Uses This

1277 interviews since 2009

A picture of Annie Minoff

Annie Minoff

Producer (The Journal)

in mac, podcaster, producer

Who are you, and what do you do?

I'm Annie Minoff, and I make podcasts! Technically, I'm a producer, which can mean a lot of things in the audio world. For me, it means I spend a lot of time talking to potential podcast guests, recording interviews, and then figuring out the best way to structure that tape into a compelling narrative. That's the idea anyway.

I used to do this for a public radio show called Science Friday. I hosted and produced a podcast for them about the backstories of scientific discovery called Undiscovered. And now I work at Gimlet Media, where I help make their show The Journal. It's a daily news show about money, business, and power that we make with The Wall Street Journal. So now I get to work inside a newspaper, which is fun.

What hardware do you use?

These days, I get to use the WSJ and Gimlet audio studios, which I know technically very little about as I didn't have to set them up! But back in Undiscovered days, we used a closet Science Friday had converted into a little office studio. It worked pretty well! The "nice mic" pictured is a Neumann TLM 102.

A closet office studio for Science Friday..

I edit audio on a MacBook Pro.

Also, this is not exactly hardware, but it is the product I plug most often and with genuine enthusiasm: Softie covers. They are literally these ridiculous little chenille covers you put on your headphone earpieces to make them more comfy to wear! And I wear my Sony headphones pretty much all day every day, so I want to be comfy.

And what software?

I edit audio in a program called Pro Tools. In Pro Tools, a podcast episode looks like this, with the different colored bars representing stuff people said, or a sound effect, or music. A lot of my job is moving those little colored bars around.

Pro Tools, editing a podcast episode.

I write scripts in Google Docs. I love how collaborative it is. I use an app called Audio Hijack to record my phone calls and record audio off the internet. And I use either Trint or Rev to do my audio transcription. You pop an interview into Rev, and it'll generate this robot transcript of what everyone said, which is useful and occasionally hilarious. A teammate of mine recently rev'd an interview about Pete Buttigieg. And it produced this transcript all about Pete Booty Judge.

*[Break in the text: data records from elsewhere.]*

PR #62, opened 2021-02-02
Unify the two copies of the Manifest/PFM parser into one

mcy:
This is a followup for #56

### DIFF
--- a/src/manifest/mod.rs
+++ b/src/manifest/mod.rs
@@ -187,13 +187,31 @@ pub trait Manifest {
 ///
 /// These types are only really intended to be used as type parameters.
 pub mod provenance {
+    /// A provenance. This trait can be used to write code that is generic
+    /// on provenances but which might choose to skip certain operations for
+    /// the `Adhoc` provenenace.
+    pub trait Provenance {
+        /// Whether this provenance represents an authenticated source,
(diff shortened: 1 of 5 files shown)


src/manifest/mod.rs
```diff
@@ -187,13 +187,30 @@ pub trait Manifest {
 ///
 /// These types are only really intended to be used as type parameters.
 pub mod provenance {
+    /// A provenance. This trait can be used to write code that is generic
+    /// on provenances but which might choose to skip certain operations for
+    /// the `Adhoc` provenenace.
+    pub trait Provenance {
+        /// Whether this provenance is "trusted", i.e., whether it represents
+        /// a continuous chain of trust up to a signature.
+        const TRUSTED: bool;
```
gkelly, line 196: I'm not 100% on board with `TRUSTED` as the designator here. I _trust_ that an adhoc `Provenance` comes from nowhere. Possible followup but I'm OK with this for now.

gkelly (approved):
`cargo fmt` and you're set.

src/manifest/mod.rs
mcy: Changed to `AUTHENTICATED` per our discussion.

PR #63, opened 2021-02-04
[manifest] Improve the quality of errors emitted by the `manifest` module.

mcy:
Unfortunately, this does not include `thiserror` support, because that crate requires `std`.

### DIFF
--- a/src/manifest/pfm.rs
+++ b/src/manifest/pfm.rs
@@ -113,9 +113,6 @@ where
             Some(x) => x,
             None => return Ok(None),
         };
-        if entry.region().len < 4 {
-            return Err(Error::OutOfRange);
-        }
 
         let data =
             self.container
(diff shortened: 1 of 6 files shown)


mcy:
@cfrantz I feel like this is a good first PR for you to review. TAL when you get a chance, and feel free to reach out w/ questions.

src/manifest/pfm.rs
```diff
@@ -412,88 +448,120 @@ where
...
         // size, which have already been explicitly checked above.
         let rw_regions = LayoutVerified::<_, [RwRegion]>::new_slice(rw_bytes)
             .unwrap()
             .into_slice();
+
         for rw in rw_regions {
-            if rw.start_addr > rw.end_addr {
-                return Err(Error::OutOfRange);
-            }
+            Region::from_start_and_limit(rw.start_addr, rw.end_addr).ok_or(
```
cfrantz, line 502: Creates and discards a new Region just for the error checking properties of `from_start_and_limit`?

More clear as `let _ = Region::from_start_and_limit(...).ok_or(...)?;`

(Not sure on what is idiomatic Rust in this case).

cfrantz (approved):

src/manifest/pfm.rs
mcy: Yup, that makes sense. I don't think the fact that it was called just for error-checking is obvious.

PR #64, opened 2021-02-04
Improve correctness of manifest parsing/encoding

mcy:
This change brings us to almost perfect parity with Microsoft's implementation; the commit series culminates in a change that adds a test against a PFM generated using Microsoft's own test tooling.

However, we still differ in how we verify the signature. Resolving this issue is beyond the scope of this change.


src/manifest/container.rs
```diff
@@ -144,9 +148,20 @@ impl<'entry, 'toc, M: Manifest> TocEntry<'entry, 'toc, M> {
 
     /// Returns an iterator over all of this entry's children.
     pub fn children(self) -> impl Iterator<Item = TocEntry<'entry, 'toc, M>> {
-        self.toc
-            .entries()
-            .filter(move |e| self.index == e.raw().parent_type as usize)
+        let mut index = self.index() + 1;
+        std::iter::from_fn(move || loop {
```
gkelly, line 151: `#![no_std]`

src/manifest/container.rs
```diff
@@ -298,6 +286,18 @@ impl<'toc, M: Manifest> Toc<'toc, M> {
             index: i,
         })
     }
+
+    /// Returns the first element of the given type in this `Toc`.
+    ///
+    /// This function should be used to discover "singleton" entries, entries
+    /// such that only the very first apparence thereof in a toc is used, with
```
gkelly, line 293: `apparence` -> `appearance`

src/manifest/pfm.rs
```diff
@@ -889,4 +890,65 @@ mod test {
...
+
+    #[test]
+    fn baked_pfm1() {
+        let sha = ring::sha256::Builder::new();
+        let (mut rsa, mut signer) = test_rsa();
+        let mut arena = vec![0; 1024];
+        let arena = BumpArena::new(&mut arena);
+
+        let bytes = Ram(testdata::PFM_RSA1);
+        // NOTE: Manticore and MS Cerberus currently have inconsistent signing
```
gkelly, line 902: Remove "MS" here.

gkelly (approved):

src/crypto/testdata/rsa_2048_private_key.pem
```diff
@@ -0,0 +1,28 @@
+-----BEGIN RSA PRIVATE KEY-----
```
cfrantz, line 1: Are there safety checks around submitting private keys into the repo?

Based on the path, this key is for testing, but in the past, keys have been exposed through error.

src/manifest/pfm.rs
```diff
@@ -897,4 +890,65 @@ mod test {
...
+        assert_eq!(
+            fw.version(),
+            (Region::new(0x12345, 7), b"Testing".as_ref())
+        );
+        assert_eq!(fw.rw_count(), 1);
+        assert_eq!(fw.image_count(), 1);
+
+        let rws = fw.rw_regions().collect::<Vec<_>>();
+        assert_eq!(rws.len(), 1);
+        assert_eq!(rws[0].region(), Region::new(0x200_0000, 0x200_0000 - 1));
```
cfrantz, line 945: Is the second param here a length or something more like a limit (here and on L951).

The current code for Region seems to imply this is a length.

src/manifest/pfm.rs
```diff
@@ -897,4 +890,65 @@ mod test {
...
+        // schemes, so we disable signature verification (for now).
+        /*let container = Container::parse_and_verify(
+            &bytes,
+            &sha,
+            &mut rsa,
+            &arena,
+            &OutOfMemory,
+        )
+        .unwrap();*/
+        let container = Container::parse(&bytes, &arena).unwrap();
```
cfrantz, line 912: A question about idiomatic rust: According to [the docs](https://doc.rust-lang.org/rust-by-example/testing/unit_testing.html#tests-and-), tests are permitted to return `Result<()>` so you can used `?` in place of `unwrap()`.

Do we allow that in our codebase?

src/crypto/testdata/rsa_2048_private_key.pem
mcy: We do not. =/

If you have presubmit suggestions I'm happy to hear them. Can you file an issue?

src/manifest/pfm.rs
mcy: Can you check that this is still an issue?

mcy: That's right; previously, the PFM was being parsed incorrectly and the PR I merged the other day fixed this (due to confusion between lengths/limits). I added the -1 to make it pass, but now I can remove it.

src/manifest/pfm.rs
mcy: So, I believe that's a modern style; I've never done that but that's because I've been writing this language for a while, so I missed when this was added.

I think this is a good idea. Do you think we should file an issue to update the tests? I think it's a good task to leave to someone less-familiar with the codebase so they can get a feel for what all the names of everything is.

src/crypto/testdata/rsa_2048_private_key.pem
cfrantz: https://github.com/lowRISC/opentitan/issues/5843

src/manifest/pfm.rs
cfrantz: SGTM.  Do we also have rust styleguide which would inform about such things?

https://github.com/lowRISC/opentitan/issues/5844

src/manifest/pfm.rs
```diff
@@ -967,4 +966,65 @@ mod test {
...
     }
+
+    #[test]
+    fn baked_pfm1() {
+        let sha = ring::sha256::Builder::new();
+        let (mut rsa, mut signer) = test_rsa();
+        let mut arena = vec![0; 1024];
+        let arena = BumpArena::new(&mut arena);
+
+        let bytes = Ram(testdata::PFM_RSA1);
```
cfrantz, line 977: Since this is a generated binary resource, maybe some comments which describe what one should expect?

Doesn't necessarily have to be here - perhaps in testdata/mod.rs next to the declaration of PFM_RSA1.

cfrantz (approved):

PR #65, opened 2021-04-06
[manifest] Add an intermediate type to represent all PFMs as a whole

mcy:
This change has two benefits:
- It removes proliferation of repeated type parameters all over the place,
  since we can now write `Pfm` instead of `ParsedPfm<'all, 'kinds, Of,
  Stuff>`.
- It makes it possible to have code generic over all Pfms that can
  specialize a ParsedPfm for different Flash types and whatnot with
  minimal threading of type parameters around.

This will be particularly useful when we add the manifest manager, which needs to be able to deal with manifests of fixed type but different underlying storage.

### DIFF
--- a/src/manifest/owned/pfm.rs
+++ b/src/manifest/owned/pfm.rs
@@ -259,14 +259,19 @@ impl owned::Element for Element {
 }
 
 impl<'f, F: 'f + Flash> owned::FromUnowned<'f, F> for Element {
-    type Unowned = manifest::pfm::Pfm<'f, F, provenance::Adhoc>;
+    type Manifest = manifest::pfm::Pfm;
 
     fn from_container(
-        container: manifest::Container<'f, Self::Unowned, F, provenance::Adhoc>,
+        container: manifest::Container<
+            'f,
+            Self::Manifest,
+            F,
+            provenance::Adhoc,
+        >,
     ) -> Result<Vec<owned::Node<Self>>, Error> {
         let mut arena = vec![0; 2048];
         let mut arena = BumpArena::new(&mut arena);
-        let pfm = manifest::pfm::Pfm::new(container);
+        let pfm = manifest::pfm::ParsedPfm::new(container);
         let sha = RingSha::new();
         let mut nodes = Vec::new();
 
--- a/src/manifest/pfm.rs
+++ b/src/manifest/pfm.rs
@@ -17,9 +17,9 @@
 //! ensuring that all data read from flash is protected by the original
 //! signature check.
 //!
-//! The [`Pfm`] type is the entry-point for this module.
+//! The [`ParsedPfm`] type is the entry-point for this module.
 //!
-//! [`Pfm`]: struct.Pfm.html
+//! [`ParsedPfm`]: struct.ParsedPfm.html
 
 use core::mem;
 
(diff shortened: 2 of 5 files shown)


src/manifest/owned/pfm.rs
```diff
@@ -259,14 +259,19 @@ impl owned::Element for Element {
...
+    type Manifest = manifest::pfm::Pfm;
 
     fn from_container(
-        container: manifest::Container<'f, Self::Unowned, F, provenance::Adhoc>,
+        container: manifest::Container<
+            'f,
+            Self::Manifest,
+            F,
+            provenance::Adhoc,
+        >,
```
jrvanwhy, line 270: This isn't an actionable comment, but I don't like what `rustfmt` did here.

jrvanwhy (approved):

src/manifest/pfm.rs
```diff
@@ -801,7 +856,7 @@ mod test {
         let (mut rsa, mut signer) = test_rsa();
 
         #[rustfmt::skip]
-        let pfm: owned::Pfm = from_str(r#"{
+        let pfm: owned::ParsedPfm = from_str(r#"{
```
jrvanwhy, line 859: Oops, I hit approve before I remembered that this doesn't build. Was this supposed to be `crate::manifest::pfm::ParsedPfm`?

jrvanwhy (changes requested):

src/manifest/owned/pfm.rs
mcy: Same. I actually tried to throw a #[rustfmt::skip]` on the `foo: Stuff<...>` binding and it was ignored. I can clean this up and rustfmt::skip the whole function decl if you'd prefer.

src/manifest/pfm.rs
mcy: Embarassing!

No idea how that slipped through.

src/manifest/owned/pfm.rs
jrvanwhy: No, let's leave it as is rather than `rustfmt::skip`-ing a larger chunk of code.

jrvanwhy (approved):

src/manifest/pfm.rs
```diff
@@ -82,14 +91,60 @@ impl<F, P> Manifest for Pfm<'_, F, P> {
...
+
+    fn copy_to<F2: Flash>(
+        manifest: &Self::Parsed,
+        dest: &mut F2,
+    ) -> Result<(), Error> {
+        let src = manifest.container.flash();
+        let len = src.size()? as usize;
+        let mut bytes_left = len;
+
+        let mut buf = [0; 32];
```
cfrantz, line 111: nit: `[0u8; 32]` to be more obvious this is a byte buffer.

nit2: 32 bytes is pretty small for flash - generally a "page" in flash is 256 bytes (I see your flash trait specifically says that `program` is expected to optimize the actual writing to flash.  Given the differences between sectors (typ. 4K) and pages (256B), you might want to consider more documentation on `program` regarding the expected interactions between erasing and writing and whether or not any preservation of pre-existing content is expected.  I don't have any specific recommendation for this PR regarding "nit2", but rather to consider the behavior of the `Flash` trait).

What would be your dream setup?

Hm. Pro Tools never crashing would be my dream setup. More immediately, I'm really interested in trying out this transcription service called Descript. Supposedly, it allows you to edit audio by editing text. So if a reporter said: "The coronavirus outbreak in Wuhan is, um, a really big deal." I could just delete the um in the transcript and it would do it to the audio too. Pretty cool.